Liquid AI recently released the LFM2.5-VL-450M, an updated version of its previous LFM2-VL-450M vision language model. The new release introduces the prediction of the binding box, the following advanced instructions, the extended understanding of many languages, and the support of calling – all within the 450M parameter-a parameter designed to work directly on the edge hardware from embedded AI modules such as NVIDIA Jetson Orin, to small PC-PC APUs such as AMD Ryzen AI Max+ 395, similar to Snapdragon Samsung 8 inside the phone.

What is a Visual Language Model and Why Model Size Matters
Before diving in, it helps to understand what a visual language model (VLM) is. VLM is a model that can process both images and text together — you can send an image and ask questions about it in natural language, and it will respond. Most large VLMs require large GPU memory and cloud infrastructure to run. That’s a problem for real-world deployment scenarios like warehouse robots, smart glasses, or retail shelf cameras, where computing is limited and latency must be minimal.

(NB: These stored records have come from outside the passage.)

Issue #2433, opened 2015-08-19
Method to retrieve all event sources


arshaw:
Originally reported on Google Code with ID 2168
```
This has been implemented here, via @gmoore:
https://github.com/arshaw/fullcalendar/pull/105

Probably relates to Issue 678
```

Reported by `adamrshaw` on 2014-06-05 22:17:17

Imported with **2** stars.

caseyjhol:
Do we want to implement this similar to #105, simply returning all event sources? Or, do we want to implement this similar to clientEvents, where you can pass through a filter or ID as well?

I realize event sources don't currently officially support having IDs, but if we're going to support refetching specific event sources, allowing them to have IDs might make things more convenient convenient (and wouldn't require any extra code as far as FullCalendar is concerned). Then, we can make the getEventSources API exactly like clientEvents (which would get my vote).

arshaw:
i'd rather have it be more like #105 and only return an array. (i'd actually have it return a *copy* of the internal array to avoid mutations by the caller. learned this the hard way in the past).

I'm hesitant to add an ID system into event sources, and hesitant to add grepping functionality, as I'd prefer that to be the responsibility of the caller. My only argument: to avoid complexity. hopefully the caller can identify their own sources from the array result. no stopping them from putting their own ID in there.

FWIW, i regret having a `clientEvents` method that returns both a single-event and an array of events, depending on the input argument. I plan on breaking out into two methods: `getClientEvent(id)` and `getClientEvents()`

arshaw:
@caseyjhol if you want to make a `getEventSource(id)` method that accepts a single "event source ID", i approve of that. event source IDs on the given source definition objects should be optional of course. plz make separate PR if u do so, thx

caseyjhol:
Ok - I should be able to get those submitted this week.

caseyjhol:
The first item in the `sources` array is always `{ events: [] }`. Since I'm planning on using slice anyway when returning the sources (to return a copy), I'm wondering if we should just slice out that first item? Or is there some potential usage for it that I'm missing?

arshaw:
that initial empty event source is meant for sticky events from [renderEvent](http://fullcalendar.io/docs/event_rendering/renderEvent/).

i would NOT include that event source in the result for `getEventSources`.

ya, slicing out the first item sounds great. can u make sure to write a comment about what's going on?

caseyjhol:
[...]

PR #3223, opened 2016-06-14
add getEventSource method

caseyjhol:
This method retrieves a single event source as discussed in #2433. If there are multiple event sources with same ID, the first event source is retrieved (even though that's technically invalid, as IDs should be unique).

See an example here: http://embed.plnkr.co/HFwUWbNIS5SbeQ1JnZUw/. Clicking the `getEventSource` button adds the event source with ID `source1` to the console.

### DIFF
--- a/tests/automated/getEventSource.js
+++ b/tests/automated/getEventSource.js
@@ -1,0 +1,47 @@
+describe('getEventSource', function() {
+	var options;
+	var calendarEl;
+
+	beforeEach(function() {
+		affix('#cal');
+		calendarEl = $('#cal');
+		options = {
+			now: '2015-08-07',
+			defaultView: 'agendaWeek',
+			eventSources: [
+				{
+					events: [
+						{ id: 1, start: '2015-08-07T02:00:00', end: '2015-08-07T03:00:00', title: 'event A' }
+					],
+					id: 'source1'
+				},
+				{
+					events: [
+						{ id: 2, start: '2015-08-07T03:00:00', end: '2015-08-07T04:00:00', title: 'event B' }
+					],
+					id: 'source2'
+				},
+				{
+					events: [
+						{ id: 3, start: '2015-08-07T04:00:00', end: '2015-08-07T05:00:00', title: 'event C' }
+					],
+					id: 'source3'
+				}
+			]
+		};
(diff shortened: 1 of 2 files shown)


arshaw:
looks great. even tho this is a very simple method, could you please write a test for it (very minimal)?

tests/automated/getEventSource.js
```diff
@@ -0,0 +1,47 @@
...
+
+	it('does not mutate when removeEventSource is called', function(done) {
+		var eventSource;
+
+		calendarEl.fullCalendar(options);
+
+		eventSource = calendarEl.fullCalendar('getEventSource', 'source1');
+		expect(typeof eventSource).toBe('object');
+
+		calendarEl.fullCalendar('removeEventSource', eventSource);
```
arshaw: it would be impossible for this to happen in javascript (can't unset a local reference via side effects in another scope) so could you remove it?

tests/automated/getEventSource.js
```diff
@@ -0,0 +1,47 @@
...
+		};
+	});
+
+	it('does not mutate when removeEventSource is called', function(done) {
+		var eventSource;
+
+		calendarEl.fullCalendar(options);
+
+		eventSource = calendarEl.fullCalendar('getEventSource', 'source1');
+		expect(typeof eventSource).toBe('object');
```
arshaw: would you be able to add to add a check that the object's `id` property is `source1` ?

arshaw: also, would you be able to query for the second source as well, and test for it's `id` as well? I'm anticipating a hypothetical future bug where `getEventSource` erroneously only returns the first source. would happen if the grep statement was written incorrectly.

arshaw:
also good to go. thanks

arshaw:
[Code complete](https://github.com/fullcalendar/fullcalendar/commits/v2.8.0-dev) and [docs written](https://github.com/fullcalendar/fullcalendar/commits/docs-2.0) but not yet released. Will update this thread when released.

I renamed this to `getEventSourceById` to be more explicit.

arshaw:

http://fullcalendar.io/docs/event_data/getEventSourceById/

The LFM2.5-VL-450M is Liquid AI’s answer to this hurdle: a model small enough to fit into edge hardware while supporting a reasonable set of vision and language capabilities.
Construction and Training
The LFM2.5-VL-450M uses the LFM2.5-350M as its language model backbone and the SigLIP2 NaFlex optimized for the 86M architecture as its optical encoder. The context window is 32,768 tokens with a vocabulary size of 65,536.
For image management, the model supports native resolution processing up to 512×512 pixels without upscaling, maintains a standard aspect ratio without distortion, and uses a tiling strategy that divides large images into non-overlapping 512×512 slices while including global context icon image text. Icon encoding is important: without it, tiling will give the model local patches that lack a sense of the whole scene. At runtime, users can tune the image token limit and tile count for speed/quality trading without retraining, which is useful when deploying to all hardware with different computing budgets.
The recommended production parameters from Liquid AI are temperature=0.1, min_p=0.15again repetition_penalty=1.05 in writing, and min_image_tokens=32, max_image_tokens=256again do_image_splitting=True vision input.
On the training side, Liquid AI scaled pre-training from 10T to 28T tokens compared to LFM2-VL-450M, followed by post-training using preference settings and reinforcement learning to improve baseline, instruction following, and overall fidelity across vision language tasks.
New Power Over the LFM2-VL-450M
The most important addition is the prediction of the bounding box. The LFM2.5-VL-450M scored 81.28 on the RefCOCO-M, up from zero on the previous model. RefCOCO-M is a visual benchmark that measures how accurately a model can detect an object in an image given a natural language description. Basically, the output of the model is structured JSON with standard coordinates that point to where things are in the scene – not just to describe what’s there, but also to find it. This is very different from pure image coding and enables the model to be applied directly to lines that need to be out of place.
Multilingual support has also been greatly improved. MMMB scores improved from 54.29 to 68.09, covering Arabic, Chinese, French, German, Japanese, Korean, Portuguese, and Spanish. This is compatible with global applications where local language information must be understood in conjunction with visual input, without requiring separate localization pipelines.
The following instructions have also improved. The MM-IFEval scores ranged from 32.93 to 45.00, which means that the model adheres more reliably to the constraints that were immediately given – for example, answering in a certain format or limiting the output to certain fields.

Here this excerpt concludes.